▸ EXERCISE GOAL: Count the lines below containing "TArray". Number only.

▸ EXERCISE MATERIAL:

Issue #1768, opened 2025-12-02
Extend CesiumCameraManager to control which Unreal cameras are used by tilesets


kring:
With the help of a member of the community, we added a `CesiumCameraManager` to Cesium for Unity awhile back. It gives uses control over which cameras are auto-discovered, and also allows them to manually tell the system to use particular cameras that it wouldn't otherwise discover itself.

This comment describes how it works:
https://github.com/CesiumGS/cesium-unity/pull/421#issuecomment-2337986794

We should add something similar to Cesium for Unreal. We already have a CesiumCameraManager in Unreal, but a) it doesn't allow any of the cameras that are auto-discovered to be excluded, and b) it only allows additional cameras to be very manually specified.

Related to #1754 and #1744.

j9liu:
Closed by #1781

PR #1781, opened 2026-01-05
Additional cameras

timoore:
Add an option to the camera manager to use (or not) the player's camera for tile loading, and also expose the table of additional cameras.

See #1768

### DIFF
--- a/Source/CesiumRuntime/Public/CesiumCamera.h
+++ b/Source/CesiumRuntime/Public/CesiumCamera.h
@@ -35,13 +35,21 @@ struct CESIUMRUNTIME_API FCesiumCamera {
 
 public:
   /**
-   * @brief Source of camera parameters
+   * @brief The desired source of camera parameters.
    */
   UPROPERTY(EditAnywhere, BlueprintReadWrite, Category = "Cesium")
   ECameraParameterSource ParameterSource = ECameraParameterSource::Manual;
 
   /**
-   * @brief Source camera component, if any.
+   * @brief The pixel dimensions of the viewport.
+   */
+  UPROPERTY(EditAnywhere, BlueprintReadWrite, Category = "Cesium")
+  FVector2D ViewportSize;
+
+  /**
+   * @brief The camera component from which to retrieve parameters. Due to
+   * UI limitations, this property must be set through Blueprints or C++. Used
+   * when ParameterSource is set to Camera Component.
    */
   UPROPERTY(
       EditAnywhere,
@@ -53,13 +61,8 @@ public:
   TSoftObjectPtr<UCameraComponent> CameraComponent;
 
   /**
-   * @brief The pixel dimensions of the viewport.
-   */
-  UPROPERTY(EditAnywhere, BlueprintReadWrite, Category = "Cesium")
-  FVector2D ViewportSize;
-
-  /**
-   * @brief The Unreal location of the camera.
+   * @brief The Unreal location of the camera. Used when Parameter Source is set
+   * to Manual.
    */
   UPROPERTY(
       EditAnywhere,
@@ -70,7 +73,8 @@ public:
   FVector Location;
 
   /**
-   * @brief The Unreal rotation of the camera.
+   * @brief The Unreal rotation of the camera. Used when Parameter Source is set
+   * to Manual.
    */
   UPROPERTY(
       EditAnywhere,
@@ -81,7 +85,8 @@ public:
   FRotator Rotation;
 
   /**
-   * @brief The horizontal field of view of the camera in degrees.
+   * @brief The horizontal field of view of the camera in degrees. Used when
+   * Parameter Source is set to Manual.
    */
   UPROPERTY(
       EditAnywhere,
--- a/CHANGES.md
+++ b/CHANGES.md
@@ -15,6 +15,7 @@
 - Added `DetectTransformChanges` to `UCesiumGlobeAnchorComponent` to toggle whether the globe anchor should update itself after changes in its Actor's transform.
 - Added `UsePlayerCameras`, `UseEditorCameras`, and `UseSceneCapturesInLevel` to `ACesiumCameraManager` to toggle the automatic detection of cameras in the level for tile selection.
 - Added `ACesiumCameraManager::SceneCaptures` for more explicit control over which `ASceneCapture2D`s are used for tile selection.
+- Added the option for `FCesiumCamera` to use parameters from a given `UCameraComponent` assigned through C++ or Blueprints.
 
 ##### Fixes :wrench:
 


j9liu:
Thanks @timoore for the PR! This is a good opportunity to discuss the interface design, and others can chime in as well with their own input.

As written in #1768:

> We already have a CesiumCameraManager in Unreal, but a) it doesn't allow any of the cameras that are auto-discovered to be excluded, and b) it only allows additional cameras to be very manually specified.

I'm seeing that most of the changes in this PR intend to address (a), but I'm not sure if they're the right call. The new `useMainCamera` setting simply toggles whether `GetPlayerCameras` is queried at all, but all the returned cameras will still be added. There needs to be more granular control than this. (I also see that `useSceneViewCameraInEditor` was added but not actually used in the case of `GetEditorCameras`, but we would run into similar concerns here too.)

Second, we might want to revisit if the current setup is good to begin with to address (b), before committing to exposing the `cameras` map (which maps arbitrary camera IDs to `FCesiumCamera`s).

Deprecating `FCesiumCamera` would be nice, but it seems to exist out of necessity. Unfortunately we don't seem to have a simple `Camera` class like Unity, and we have to gather separate views from `ASceneCapture2D`, `APlayerCameraManager`, and `FEditorViewportClient`. There's also the possibility of custom camera classes in plugins that we don't want to introduce as dependencies, but that people otherwise want to hook up to the camera manager.

Still, is it worth creating explicit lists for `ASceneCapture2D`s, `APlayerCameraManager`, etc. on `CesiumCameraManager` so they can be easily added in the Editor? IMO, I think it is worth it to at least save people the hassle of having to do this via Blueprints script. And because there are existing Blueprints to add / remove elements from a list, we wouldn't have to maintain our own Blueprint functions for that.

We might ultimately still keep our current Blueprints + `FCesiumCamera` map, but we need to consider design options would improve user experience.

timoore:
> Thanks @timoore for the PR! This is a good opportunity to discuss the interface design, and others can chime in as well with their own input.
> 
> As written in #1768:
> 
> > We already have a CesiumCameraManager in Unreal, but a) it doesn't allow any of the cameras that are auto-discovered to be excluded, and b) it only allows additional cameras to be very manually specified.
> 
> I'm seeing that most of the changes in this PR intend to address (a), but I'm not sure if they're the right call. The new `useMainCamera` setting simply toggles whether `GetPlayerCameras` is queried at all, but all the returned cameras will still be added. There needs to be more granular control than this. (I also see that `useSceneViewCameraInEditor` was added but not actually used in the case of `GetEditorCameras`, but we would run into similar concerns here too.)

I'm not actually sure what is meant by the "main camera" in UE, so kind of seized on the player cameras as being equivalent.

> 
> Second, we might want to revisit if the current setup is good to begin with to address (b), before committing to exposing the `cameras` map (which maps arbitrary camera IDs to `FCesiumCamera`s).

Right; this seemed to be the heart of #1768, as blueprint access to the camera list is already kind of supported.
> 
> Deprecating `FCesiumCamera` would be nice, but it seems to exist out of necessity. Unfortunately we don't seem to have a simple `Camera` class like Unity, and we have to gather separate views from `ASceneCapture2D`, `APlayerCameraManager`, and `FEditorViewportClient`. There's also the possibility of custom camera classes in plugins that we don't want to introduce as dependencies, but that people otherwise want to hook up to the camera manager.
> 
> Still, is it worth creating explicit lists for `ASceneCapture2D`s, `APlayerCameraManager`, etc. on `CesiumCameraManager` so they can be easily added in the Editor? IMO, I think it is worth it to at least save people the hassle of having to do this via Blueprints script. And because there are existing Blueprints to add / remove elements from a list, we wouldn't have to maintain our own Blueprint functions for that.
> 
> We might ultimately still keep our current Blueprints + `FCesiumCamera` map, but we need to consider design options would improve user experience.

Source/CesiumRuntime/Public/CesiumCameraManager.h
```diff
@@ -17,6 +39,38 @@ class CESIUMRUNTIME_API ACesiumCameraManager : public AActor {
   GENERATED_BODY()
 
 public:
+  /**
+   * @brief Determines whether the cameras attached to PlayerControllers should
+   * be used for Cesium3DTileset culling and level-of-detail.
+   */
+  UPROPERTY(EditAnywhere, BlueprintReadWrite, Category = "Cesium")
+  bool usePlayerCameras = true;
```
j9liu: [Per our style guide](https://cesium.com/learn/cesium-unreal/ref-doc/style-guide.html#naming), public variables should use `PascalCase`.

```suggestion
  bool UsePlayerCameras = true;
```

Source/CesiumRuntime/Public/CesiumCamera.h
```diff
@@ -25,7 +25,6 @@ struct CESIUMRUNTIME_API FCesiumCamera {
    */
   UPROPERTY(BlueprintReadWrite, Category = "Cesium")
   FVector2D ViewportSize;
-
```
j9liu, line 28: Undo this?

Source/CesiumRuntime/Public/CesiumCameraManager.h
```diff
@@ -17,6 +39,38 @@ class CESIUMRUNTIME_API ACesiumCameraManager : public AActor {
...
+  /**
+   * @brief Array of auxilliary cameras.
+   */
+  UPROPERTY(EditAnywhere, BlueprintReadWrite, Category = "Cesium")
+  TArray<FAuxiliaryCamera> otherCameras;
+
+  /**
+   * @brief Array of explicit scene capture actors.
+   */
+  UPROPERTY(EditAnywhere, BlueprintReadWrite, Category = "Cesium")
```
j9liu, line 56: This should be editable only when `UseSceneCapturesInScene` is disabled, and vice versa. Look at the [`EditCondition`](https://unreal-garden.com/docs/uproperty/#editcondition) macro for how to do this.

Source/CesiumRuntime/Public/CesiumCameraManager.h
```diff
@@ -2,12 +2,34 @@
...
+ */
+USTRUCT(BlueprintType)
+struct FAuxiliaryCamera {
+  GENERATED_BODY()
+public:
+  /**
+   * @brief the viewport
+   */
+  UPROPERTY(EditAnywhere, BlueprintReadWrite, Category = "Cesium")
+  FVector2D ViewportSize;
```
j9liu: I understand why this was added, but does it make sense to introduce yet _another_ struct that people have to use when `FCesiumCamera` already exists?

This could be improved by removing this struct and just using an array of `UCameraComponent`s on `CesiumCameraManager`. You can use a reasonable default for the viewport size by doing `GEngine->GameViewport->Viewport->GetSizeXY()`. Here's a forum post from a user who did that: https://community.cesium.com/t/problems-with-tileset-occlusion/39652

Source/CesiumRuntime/Public/CesiumCameraManager.h
```diff
@@ -17,6 +39,38 @@ class CESIUMRUNTIME_API ACesiumCameraManager : public AActor {
...
+   * @brief Search for the scene capture actors.
+   */
+  UPROPERTY(EditAnywhere, BlueprintReadWrite, Category = "Cesium")
+  bool UseSceneCapturesInScene = true;
+
+  /**
+   * @brief Array of auxilliary cameras.
+   */
+  UPROPERTY(EditAnywhere, BlueprintReadWrite, Category = "Cesium")
+  TArray<FAuxiliaryCamera> otherCameras;
```
j9liu:
```suggestion
  TArray<TObjectPtr<UCameraComponent>> AdditionalCameras;
```

Source/CesiumRuntime/Public/CesiumCameraManager.h
```diff
@@ -17,6 +39,38 @@ class CESIUMRUNTIME_API ACesiumCameraManager : public AActor {
...
+
+  /**
+   * @brief Array of explicit scene capture actors.
+   */
+  UPROPERTY(EditAnywhere, BlueprintReadWrite, Category = "Cesium")
+  TArray<TObjectPtr<AActor>> SceneCaptureActors;
```
j9liu: Why not specify the scene capture class?

```suggestion
  TArray<TObjectPtr<ASceneCapture2D>> SceneCaptures;
```

Source/CesiumRuntime/Public/CesiumCameraManager.h
```diff
@@ -72,6 +126,11 @@ class CESIUMRUNTIME_API ACesiumCameraManager : public AActor {
 
   virtual void Tick(float DeltaTime) override;
 
+  /**
+   * @brief Return a list of all cameras handled by the manager.
+   */
+  std::vector<FCesiumCamera> GetAllCameras() const;
```
j9liu, line 130: This function is at odds with the existing "GetCameras" function on this class -- needs clearer naming

Source/CesiumRuntime/Public/CesiumCameraManager.h
```diff
@@ -17,6 +39,38 @@ class CESIUMRUNTIME_API ACesiumCameraManager : public AActor {
...
+   * In a game, this property has no effect.
+   */
+  UPROPERTY(EditAnywhere, BlueprintReadWrite, Category = "Cesium")
+  bool UseEditorCameras = true;
+
+  /**
+   * @brief Search for the scene capture actors.
+   */
+  UPROPERTY(EditAnywhere, BlueprintReadWrite, Category = "Cesium")
+  bool UseSceneCapturesInScene = true;
```
j9liu:
```suggestion
  /**
   @brief Whether to find and use all scene captures within the level for Cesium3DTileset culling and level-of-detail.
   */
  UPROPERTY(EditAnywhere, BlueprintReadWrite, Category = "Cesium")
  bool UseSceneCapturesInLevel = true;
```

Source/CesiumRuntime/Public/CesiumCameraManager.h
timoore: I don't know what a reasonable default for the viewport would be. One of the main drivers for having additional cameras is to influence tile selection and LOD, and IMHO the viewport dimension is a critical part of that.

Source/CesiumRuntime/Public/CesiumCameraManager.h
timoore: Good question! "A polymorphic  haze."

Source/CesiumRuntime/Public/CesiumCameraManager.h
timoore: Happy to hear suggestions. GetCameras() is a legacy blueprint function, GetAllCameras() seems to be descriptive.

Source/CesiumRuntime/Public/CesiumCameraManager.h
j9liu: Just to write down what I said on call, I don't see a point in adding if we're not formally deprecating `FCesiumCamera`. Otherwise, we're copying Unreal's problem of having duplicate camera definitions that aren't consumed in the same way.

Our options are:

1. Formally deprecate `FCesiumCamera`, including the Blueprint associated with it. Replace it with `FAuxiliaryCamera`.
2. Remove `FAuxiliaryCamera`, but make it easier for people to construct `FCesiumCamera`s by exposing them as an array in the Details panel.

I would like to hear more concrete iteration so I'm not just coming up with everything myself :) Perhaps you could post on the community forum and ask for feedback here. My one reservation is that there may be a use case that can't be covered if we go with Option 1, and we should avoid breaking users' applications if we can help it.

Source/CesiumRuntime/Public/CesiumCameraManager.h
j9liu: I don't understand how `GetCameras` is considered legacy here when the Blueprint isn't formally deprecated?

Source/CesiumRuntime/Private/Cesium3DTileset.cpp
```diff
@@ -1493,9 +1497,15 @@ std::vector<FCesiumCamera> ACesium3DTileset::GetSceneCaptures() const {
...
-  UGameplayStatics::GetAllActorsOfClass(this, SceneCapture2D, sceneCaptures);
+  ACesiumCameraManager* pCameraManager = this->ResolvedCameraManager;
+  if (pCameraManager && pCameraManager->UseSceneCapturesInLevel) {
+    static TSubclassOf<ASceneCapture2D> SceneCapture2D =
+        ASceneCapture2D::StaticClass();
+    UGameplayStatics::GetAllActorsOfClass(this, SceneCapture2D, sceneCaptures);
+  }
+  for (auto sceneCaptureActor : pCameraManager->SceneCaptures) {
+    sceneCaptures.Push(sceneCaptureActor.Get());
+  }
```
j9liu: This `for` loop should be an `else`, right? Because we only use `pCameraManager->SceneCaptures` when `UseSceneCapturesInLevel` is false.

Source/CesiumRuntime/Public/CesiumCameraManager.h
j9liu: Still need to resolve this comment. Having both the internal `_cameras` map and the `AdditionalCameras` array is duplicative.

But, the `AdditionalCameras` approach that you added seems more convenient and scaleable going forward. Let's talk about a deprecation plan for `GetCameras()`, `AddCamera`, `UpdateCamera`, and `RemoveCamera` sometime tomorrow. It'll just be a matter of adding some macros.

Source/CesiumRuntime/Public/CesiumCamera.h
```diff
@@ -11,6 +12,19 @@
 
 #include "CesiumCamera.generated.h"
 
+UENUM(BlueprintType)
+enum class ECameraParameterSource : uint8 {
+  /**
+   * Camera parameters are set directly
+   */
+  Local UMETA(DisplayName = "Local Pose"),
```
j9liu: I think "Manual" might be clearer?

```suggestion
  /**
   * Camera parameters are set explicitly by the user.
   */
  Manual UMETA(DisplayName = "Manual"),
```

Source/CesiumRuntime/Public/CesiumCamera.h
j9liu: All the manually-specified properties need an `EditAnywhere`. They are sadly missing in the Editor without it:

Image

The `EditCondition` macro should be used here too.

Source/CesiumRuntime/Public/CesiumCameraManager.h
```diff
@@ -17,6 +19,43 @@ class CESIUMRUNTIME_API ACesiumCameraManager : public AActor {
...
+  TArray<FCesiumCamera> AdditionalCameras;
+
+  /**
+   * @brief Array of explicit scene capture actors.
+   */
+  UPROPERTY(
+      EditAnywhere,
+      BlueprintReadWrite,
+      Category = "Cesium",
+      Meta = (EditCondition = "!UseSceneCapturesInLevel", EditConditionHides))
```
j9liu: Sorry I didn't catch this earlier -- we prefer to let variables get greyed out (uneditable) rather than hiding them completely. See ["Conditional Properties"](https://cesium.com/learn/cesium-unreal/ref-doc/api-design.html#conditional-properties) in the API design guide.

```suggestion
      Meta = (EditCondition = "!UseSceneCapturesInLevel"))
```

j9liu: Also, I would paste `SceneCaptures` _above_ `AdditionalCameras` so the dependency on `UseSceneCapturesInLevel` is more clear. See ["Organization"](https://cesium.com/learn/cesium-unreal/ref-doc/api-design.html#organization) in the API design guide.

j9liu (commented):
This is looking better @timoore! I left some comments.

With your changes, I think it's appropriate to do a deprecation plan. The ["Deprecation and Backwards Compatibility"](https://cesium.com/learn/cesium-unreal/ref-doc/api-design.html#deprecation-and-backwards-compatibility) section in the API design guide should tell you what to do (which won't be much). We don't need to do any `CoreRedirects` or custom versioning, just the "Deprecation Specifiers" that mark things as deprecated. People see the warning and change their implementation themselves.

Source/CesiumRuntime/Private/Cesium3DTileset.cpp
timoore: That wasn't clear to me, but does make sense. I will change it to follow those semantics.

Source/CesiumRuntime/Public/CesiumCamera.h
```diff
@@ -20,28 +34,55 @@ struct CESIUMRUNTIME_API FCesiumCamera {
...
+  /**
+   * @brief Source of camera parameters
+   */
+  UPROPERTY(EditAnywhere, Category = "Cesium")
+  ECameraParameterSource ParameterSource = ECameraParameterSource::Manual;
+
+  /**
+   * @brief Source camera component, if any.
+   */
+  UPROPERTY(EditAnywhere, Category = "Cesium")
```
j9liu: This needs an `EditCondition` so it only is active when `ParameterSource` is `CameraComponent`.

Source/CesiumRuntime/Public/CesiumCameraManager.h
```diff
@@ -30,48 +69,58 @@ class CESIUMRUNTIME_API ACesiumCameraManager : public AActor {
...
-   * @param Camera The current state for the new camera.
-   * @return The generated ID for this camera. Use this ID to refer to the
-   * camera in the future when calling UpdateCamera.
+   * @brief DEPRECATED
+   * @deprecated The AdditionalCameras array should be used for directly storing
+   * and accessing cameras.
    */
+  UE_DEPRECATED(
+      "Cesium For Unreal v2.0",
+      "Use the AdditionalCameras array instead.")
```
j9liu: This does not deprecate a `UFUNCTION`. If you use the CesiumCameraManager via Blueprints, you can still add these nodes to the graph:

Image

Please see [Deprecation Specifiers](https://cesium.com/learn/cesium-unreal/ref-doc/api-design.html#deprecation-specifiers) for the correct method.

Source/CesiumRuntime/Public/CesiumCameraManager.h
```diff
@@ -17,6 +19,43 @@ class CESIUMRUNTIME_API ACesiumCameraManager : public AActor {
...
+
+  /**
+   * @brief Array of explicit scene capture actors.
+   */
+  UPROPERTY(
+      EditAnywhere,
+      BlueprintReadWrite,
+      Category = "Cesium",
+      Meta = (EditCondition = "!UseSceneCapturesInLevel"))
+  TArray<TObjectPtr<ASceneCapture2D>> SceneCaptures;
```
j9liu, line 51: Can you cut + paste this so it is _above_ `AdditionalCameras`? This changes the order in which the variables appear in the Details panel, and makes it clearer that `UseSceneCapturesInLevel` is linked to `SceneCaptures`.

Source/CesiumRuntime/Public/CesiumCameraManager.h
```diff
@@ -30,48 +69,58 @@ class CESIUMRUNTIME_API ACesiumCameraManager : public AActor {
...
 
   virtual void Tick(float DeltaTime) override;
 
+  /**
+   * @brief Return a list of all cameras handled by the manager.
+   */
+  std::vector<FCesiumCamera> GetAllCameras() const;
+
 private:
   int32 _currentCameraId = 0;
```
j9liu, line 136: Might be worth leaving a comment here that these variables are for the legacy camera implementation.

Source/CesiumRuntime/Private/Cesium3DTileset.cpp
```diff
@@ -1491,10 +1495,16 @@ std::vector<FCesiumCamera> ACesium3DTileset::GetSceneCaptures() const {
   // where users can volunteer cameras to be used with the tile selection as
   // needed?
```
j9liu: We can delete this comment now that the `SceneCaptures` array exists.

Source/CesiumRuntime/Private/Cesium3DTileset.cpp
```diff
@@ -1491,10 +1495,16 @@ std::vector<FCesiumCamera> ACesium3DTileset::GetSceneCaptures() const {
...
-  static TSubclassOf<ASceneCapture2D> SceneCapture2D =
-      ASceneCapture2D::StaticClass();
-  UGameplayStatics::GetAllActorsOfClass(this, SceneCapture2D, sceneCaptures);
-
+  ACesiumCameraManager* pCameraManager = this->ResolvedCameraManager;
+  if (pCameraManager && pCameraManager->UseSceneCapturesInLevel) {
+    static TSubclassOf<ASceneCapture2D> SceneCapture2D =
+        ASceneCapture2D::StaticClass();
+    UGameplayStatics::GetAllActorsOfClass(this, SceneCapture2D, sceneCaptures);
+  } else {
```
j9liu: Guard against possible nullptr dereference:

```suggestion
  } else if (pCameraManager) {
```

Source/CesiumRuntime/Private/CesiumCameraManager.cpp
```diff
@@ -114,3 +114,17 @@ bool ACesiumCameraManager::UpdateCamera(
...
 }
+
+std::vector<FCesiumCamera> ACesiumCameraManager::GetAllCameras() const {
+  std::vector<FCesiumCamera> result;
+  for (auto camera : this->_cameras) {
+    result.push_back(camera.Value);
+  }
+  for (const auto& otherCamera : this->AdditionalCameras) {
+    if (!(otherCamera.FieldOfViewDegrees == 0.0 ||
+          !otherCamera.CameraComponent)) {
```
j9liu: I think inverting this logic makes it more readable?

```suggestion
    if (otherCamera.CameraComponent || otherCamera.FieldOfViewDegrees > 0.0) {
```

Source/CesiumRuntime/Private/Tests/CesiumCameraManager.spec.cpp
```diff
@@ -32,59 +32,87 @@ void FCesiumCameraManagerSpec::Define() {
        });
   });
 
-  Describe("AddCamera", [this]() {
+  Describe("AdditionalCameras", [this]() {
     It("should add and remove a single camera", [this]() {
```
j9liu, line 36: This isn't testing much now that we're using a `TArray` instead of a loaded Blueprint interface. It would be better to test if each boolean setting works, and also if the `AdditionalCameras` array works when all other settings are disabled.

A small challenge is how to check that the viewport is empty. One option is to test whether any `CesiumGltfComponents` get created in the scene after one tick of the camera. `Cesium3DTileset.spec.cpp` has examples for how it set up such test cases.

j9liu (changes requested):
Thanks @timoore for the changes! There's still a few things that need to be addressed before merge. LMK if you have any questions.

Source/CesiumRuntime/Public/CesiumCameraManager.h
```diff
@@ -30,49 +69,68 @@ class CESIUMRUNTIME_API ACesiumCameraManager : public AActor {
...
-   * camera in the future when calling UpdateCamera.
+   * @brief DEPRECATED
+   * @deprecated The AdditionalCameras array should be used for directly storing
+   * and accessing cameras.
    */
+  UE_DEPRECATED(
+      "Cesium For Unreal v2.0",
+      "Use the AdditionalCameras array instead.")
   UFUNCTION(BlueprintCallable, Category = "Cesium")
   int32 AddCamera(UPARAM(ref) const FCesiumCamera& Camera);
```
j9liu: This still hasn't been deprecated properly.

j9liu:
While doing some final testing, I found that I couldn't actually assign a component to the **Camera Component** field in the Details panel. Despite having a Camera Actor in the scene, it didn't seem to be picking up the reference.

However, based on some activity online, this appears to be a known limitation in Unreal...

- https://www.potion8.com/post/issues-when-adding-actor-components-to-character-in-c
- https://forums.unrealengine.com/t/editable-sub-object-component-pointers/314612/13

The closest thing is[ `FComponentReference`](https://dev.epicgames.com/documentation/en-us/unreal-engine/API/Runtime/Engine/FComponentReference), but the API returns a simple `UActorComponent` pointer and doesn't seem to restrict the type.

I'm reaching out with questions about whether we're doing something wrong here, but if this is a known limitation, I think at this point we could just proceed with the merge and acknowledge the bug when it comes up.

j9liu:
So it seems that `FComponentReference` is the best way to search for camera components in the editor. It has UI built for it already as long as you use the right `Meta` specifiers.

image

However, it's not exactly the same as a `UCameraComponent*`, and using it in Blueprints/code is a little clunky. It doesn't actually point to the component itself, but rather stores the name of the component + the Actor it wants to find the component on. Then, the component is retrieved by name. This is reflected by the Blueprint:

image

The UI is an obvious improvement, but it's unfortunate that it downgrades the Blueprints/C++ experience at the same time. One possible way forward is to provide convenience functions for creating the `FCesiumCamera`, so that instead of using the built-in "Make" node, it can create one from a given `UCameraComponent`.

j9liu:
Merging now!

▸ SOLVED PROBLEM: 8